ASSIGNED TASK | Would you return the material below exactly, with no line left out?

RECORDS SHOWN |

Issue #136, opened 2020-03-02
ECS Model needs fixes


olemke:
This issue keeps track of fixing the issues in commit 08de9d4b3a66199d3b6b66841a42707a1cd56a16. If the problems cannot be resolved, the code needs to be removed again at some point.

olemke:
See caveats mentioned in https://github.com/atmtools/arts/pull/281#issuecomment-762235812

PR #272, opened 2020-12-03
Makarov2020 o2

riclarsson:
This is a bit of a mess of a commit.  Three things: 1) I am adding a few more ways to plot, mostly multiple lines, and showing an example in test_gui.cc.  2) I am changing how to set line shape parameters from within a controlfile.  3) I am attempting again to implement Makarov etal 2020 O2 line mixing ECS model.  I think I am very close this time, and that it is probably possible to use the model without much hassle.  I still need to confirm this but it is a good step towards finishing #136 .

Anyways, as a test for how to use the debug GUI, I added a simple test_gui build that shows the below plot:
Screenshot from 2020-12-03 16-37-44

The shown plot are the differences between my implementation of ECS and MPM and pure line-by-line based on Makarov etal 2020.


riclarsson:
I think this can be merged.  There are probably still some bugs but nothing that should be a show-stopper before it is tried out.

The code attempts to solve the GUI debug documentation thing and it mostly solves the ECS implementation errors.

For the latter, there are still differences between online ECS and my own.  I don't know where they are from but suspect that I am either coupling too few lines or that the online version has a bad Wigner-implementation (I have seen the latter in some old Fortran code that in my previous tests turned out to be very inaccurate, so this is why I am suspecting it.)  I hope it is the former because otherwise we have to use slower and less accurate Wigner symbols in ARTS to use online results.

olemke:
I will remove the 9d87062 commit (from #267) once more from this PR before merging to keep things clean(I did this this morning, but you just force-pushed it back in ;-) ).

olemke:
I will remove the 9d87062 commit (which should only be in once more before merging (I did this this morning, but you just pushed it back in.

riclarsson:
Thanks, Oliver!  I still don't understand fully how this platform works.  Force pushing is the only thing that seems to work or there is just a big warning message from git.

PR #273, opened 2020-12-07
My work for v3

erikssonpatrick:
Some smaller additions and bug fixes. The last commits are the bug fixes and why I select to make a pull request.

EXERCISE OUTPUT |
Issue #136, opened 2020-03-02
ECS Model needs fixes


olemke:
This issue keeps track of fixing the issues in commit 08de9d4b3a66199d3b6b66841a42707a1cd56a16. If the problems cannot be resolved, the code needs to be removed again at some point.

olemke:
See caveats mentioned in https://github.com/atmtools/arts/pull/281#issuecomment-762235812

PR #272, opened 2020-12-03
Makarov2020 o2

riclarsson:
This is a bit of a mess of a commit.  Three things: 1) I am adding a few more ways to plot, mostly multiple lines, and showing an example in test_gui.cc.  2) I am changing how to set line shape parameters from within a controlfile.  3) I am attempting again to implement Makarov etal 2020 O2 line mixing ECS model.  I think I am very close this time, and that it is probably possible to use the model without much hassle.  I still need to confirm this but it is a good step towards finishing #136 .

Anyways, as a test for how to use the debug GUI, I added a simple test_gui build that shows the below plot:
Screenshot from 2020-12-03 16-37-44

The shown plot are the differences between my implementation of ECS and MPM and pure line-by-line based on Makarov etal 2020.


riclarsson:
I think this can be merged.  There are probably still some bugs but nothing that should be a show-stopper before it is tried out.

The code attempts to solve the GUI debug documentation thing and it mostly solves the ECS implementation errors.

For the latter, there are still differences between online ECS and my own.  I don't know where they are from but suspect that I am either coupling too few lines or that the online version has a bad Wigner-implementation (I have seen the latter in some old Fortran code that in my previous tests turned out to be very inaccurate, so this is why I am suspecting it.)  I hope it is the former because otherwise we have to use slower and less accurate Wigner symbols in ARTS to use online results.

olemke:
I will remove the 9d87062 commit (from #267) once more from this PR before merging to keep things clean(I did this this morning, but you just force-pushed it back in ;-) ).

olemke:
I will remove the 9d87062 commit (which should only be in once more before merging (I did this this morning, but you just pushed it back in.

riclarsson:
Thanks, Oliver!  I still don't understand fully how this platform works.  Force pushing is the only thing that seems to work or there is just a big warning message from git.

PR #273, opened 2020-12-07
My work for v3

erikssonpatrick:
Some smaller additions and bug fixes. The last commits are the bug fixes and why I select to make a pull request.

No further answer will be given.